Evidence for opposing effects of activation of 5-HT2A and 5-HT1A receptors has also been obtained from a behavioral screen for antidepressant drugs, rats performing on a differential reinforcement of low rate 72-s (DRL 72-s) schedule (Marek et al, 1989a,1989b; Marek and Seiden, 1994; Jolly et al, 1999). This behavioral screen measures a cardinal feature of prefrontal cortical 'executive function,' that is, withholding inappropriate responses (Fuster, 1997). At an operational level, water-deprived animals in this paradigm must wait at least 72 s following the previous response in order to receive a reinforcer (water) for making a response. The efficacy of 5-HT antagonists in exerting an antidepressant-like response on this screen (increased reinforcement rate, decreased response rate, and a cohesive rightward shift in the inter-response time (IRT) histogram) is related to the selectivity of the antagonists for 5-HT2A relative to 5-HT1A receptors (Marek et al, 1989a; Marek and Seiden, 1994).'

There are no 'good guys' and 'bad guys'; there are several complex and intertwined mechanisms striving for a delicate balance.

 

Re: Brainbeard, babblemail me!

Posted by Brainbeard on May 29, 2010, at 15:10:44

In reply to Brainbeard, babblemail me!, posted by CrAzYmEd on May 29, 2010, at 12:18:06

> I want to show you a few things wich i rather dont discuss on the public forum, if you could babblemail me or whatever that thing is called, would be awesome. (dunno if you can even email me, this forum system is weird).

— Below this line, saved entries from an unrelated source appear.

PR #135, opened 2026-05-09
[codex] Handle Computer Use UI asset drift

mtb-xt:
## Summary

- rebased on latest `main`
- narrowed this PR to only the remaining `apps-*` Computer Use availability asset scan
- added a focused `patchExtractedApp` regression test for `apps-current.js`

## What Changed

Latest `main` already includes the broader upstream drift fixes from the earlier version of this PR:

- `name:e.kn` bundled-plugin gate handling
- `use-in-app-browser-use-availability-*` scanning
- `plugins-availability-*` install-flow scanning
- current install-flow and availability patch shapes

This branch now only adds `apps-*` to the opt-in Computer Use UI availability asset scan:

```text
/^(use-model-settings|apps|use-in-app-browser-use-availability)-.*\.js$/
```

The availability logic itself is unchanged, including the existing `isHostLocal` behavior.

## Validation

```text
node --check scripts/patches/registry.js
git diff --check
```

Result:

```text
tests 62
pass 62
fail 0
```

Also ran Claude adversarial review in `code-vs-plan` mode. Verdict:

```text
VERDICT: APPROVED
```

### DIFF
--- a/scripts/patch-linux-window-ui.test.js
+++ b/scripts/patch-linux-window-ui.test.js
@@ -1134,6 +1134,45 @@ test("missing icon asset skips only icon patches", () => {
   }
 });
 
+test("patchExtractedApp scans apps bundles for Computer Use availability when UI is enabled", () => {
+  withIsolatedHome(() => {
+    process.env[COMPUTER_USE_UI_ENV_VAR] = "1";
+    const tempRoot = fs.mkdtempSync(path.join(os.tmpdir(), "codex-computer-use-apps-assets-test-"));
+    try {
+      const buildDir = path.join(tempRoot, ".vite", "build");
+      const assetsDir = path.join(tempRoot, "webview", "assets");
+      fs.mkdirSync(buildDir, { recursive: true });
+      fs.mkdirSync(assetsDir, { recursive: true });
+      fs.writeFileSync(
+        path.join(buildDir, "main.js"),
+        [
+          mainBundlePrefix,
+          "process.platform===`win32`&&k.removeMenu(),",
+          alreadyOpaqueBackgroundBundle,
+          fileManagerBundle,
+          trayBundleFixture(),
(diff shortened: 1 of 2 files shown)


ilysenko:
Thanks!

This PR was targeting the same upstream Computer Use bundle drift that we hit during the latest `install.sh --fresh` testing. Since then, we merged a fix on `main` that already covers most of this: the `name:e.kn` bundled-plugin gate, the newer `use-in-app-browser-use-availability-*` / `plugins-availability-*` assets, and the current install-flow shape.

So I think this PR is now mostly superseded by the latest `main`.

There may still be one useful small follow-up here: scanning `apps-*` bundles for the Computer Use availability patch. That looks safe and worth considering separately. I would be more careful with broadening the availability logic around `isHostLocal`, because that could expose the UI in cases where the backend is not actually usable.

Could you please rebase on the latest `main` and narrow this PR down to only the remaining delta that is still needed? If the only remaining change is the `apps-*` asset scan plus a regression test, that should be much easier to review and merge.

mtb-xt:
Thanks, that makes sense.

I rebased on latest `main` and narrowed this PR down to the remaining delta you called out:

- kept only the `apps-*` addition to the Computer Use availability asset scan
- added one focused `patchExtractedApp` regression test with an `apps-current.js` fixture
- dropped the now-superseded changes for `name:e.kn`, `use-in-app-browser-use-availability-*`, `plugins-availability-*`, and install-flow shape handling

I also left the availability patch logic itself unchanged, so this does not broaden the `isHostLocal` behavior.

Validation:

```text
node --check scripts/patches/registry.js
git diff --check
```

Result:

```text
tests 62
pass 62
fail 0
```

I also had the narrowed diff reviewed with Claude adversarial review in code-vs-plan mode; it reported no actionable findings and approved the change.

Thank you.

Dude, have you got babblemail on? Your name doesn't have the babblemail link. You can email me at brainbeard [at] gmx.com (without the spaces, obviously).

 

I have ordered lisuride (nm)

Posted by Brainbeard on June 2, 2010, at 2:47:03

In reply to Re: Brainbeard, babblemail me!, posted by Brainbeard on May 29, 2010, at 15:10:44

 

Re: I have ordered lisuride

Posted by CrAzYmEd on June 2, 2010, at 8:58:02

In reply to I have ordered lisuride (nm), posted by Brainbeard on June 2, 2010, at 2:47:03

Nice man! Keep us updated!
What other meds are on again? (that used to be in your sig i think but i accidenly turned that off).

 

My Bloody Regimen

Posted by Brainbeard on June 2, 2010, at 13:10:17

In reply to Re: I have ordered lisuride, posted by CrAzYmEd on June 2, 2010, at 8:58:02

> Nice man! Keep us updated!
> What other meds are on again? (that used to be in your sig i think but i accidenly turned that off).

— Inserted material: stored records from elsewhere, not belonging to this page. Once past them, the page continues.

PR #137, opened 2026-05-09
Fix Linux pet overlay input passthrough

MuQY1818:
## Summary

- Add a Linux avatar overlay input-shape patch that uses `BrowserWindow.setShape()` for the pet mascot and tray hit regions.
- Expand the input shape to the full overlay while dragging, then restore the shaped hit regions after drag end, layout updates, size changes, and show events.
- Keep a main-process cursor polling fallback for Linux environments where `setShape()` is unavailable or fails.
- Add regression coverage and document the behavior in `AGENTS.md`.

## Why

The floating pet overlay uses transparent-area mouse passthrough so clicks outside the pet can reach underlying windows. On Linux, Electron's forwarded mouse events are not reliable enough when the Codex window is unfocused, after workspace changes, or after switching/reopening pets. That can leave the overlay stuck in `setIgnoreMouseEvents(true)` and make the pet impossible to click or drag.

Shaping the BrowserWindow input region keeps transparent areas click-through at the window-manager level while preserving input on the actual pet controls, without depending on renderer mousemove forwarding or Codex window focus.

## Validation

Ran:

```text
git diff --cached --check
```

Result:

```text
tests 62
pass 62
fail 0
```

Also rebuilt and installed locally, then verified the pet remains clickable and draggable when Codex is unfocused.


MuQY1818:
Addressed the review feedback in the updated commit:

- Keep the fallback polling path active when `setShape()` exists but fails at runtime.
- Avoid applying an empty input shape before the avatar overlay layout is available.

Validation: `node --test scripts/patch-linux-window-ui.test.js` passes with 62 tests.

Egdod:
Thanks for the earlier pet overlay passthrough work here. I hit a remaining Nobara/KDE case where the cursor was inside the avatar overlay BrowserWindow content bounds, but outside the computed `layout.mascot` / `layout.tray` rectangles, so the overlay stayed click-through and the renderer never saw the drag events.

I opened a follow-up with the diagnostic evidence and the locally tested fix direction here: #464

Erm, 125mg of sertraline (obn Zoloft), 20mg of pipamperone (Dipiperone), one quarter of a Deanxit pill (10mg melitracene + 0.5mg flupentixol), 0.3mg melatonin. Occasionally: methylphenidate (obn Ritalin) 10mg, 5-10mg oxazepam, 2.5-5mg diazepam.

 

Re: My Bloody Regimen » Brainbeard

Posted by g_g_g_unit on June 5, 2010, at 20:49:38

In reply to My Bloody Regimen, posted by Brainbeard on June 2, 2010, at 13:10:17


> Erm, 125mg of sertraline (obn Zoloft)

this is the only SSRI i'm still interested in trying. are you finding that it has a more favourable side-effect profile to the others as far as cognition goes? i've read it's the least likely to have an impact on memory, etc.

 

Re: My Bloody Regimen » g_g_g_unit

Posted by SLS on June 6, 2010, at 0:21:24

In reply to Re: My Bloody Regimen » Brainbeard, posted by g_g_g_unit on June 5, 2010, at 20:49:38

>
> > Erm, 125mg of sertraline (obn Zoloft)
>
> this is the only SSRI i'm still interested in trying. are you finding that it has a more favourable side-effect profile to the others as far as cognition goes? i've read it's the least likely to have an impact on memory, etc.


Zoloft is the SSRI that produced the most "brain fog" for me. I was taking 200mg.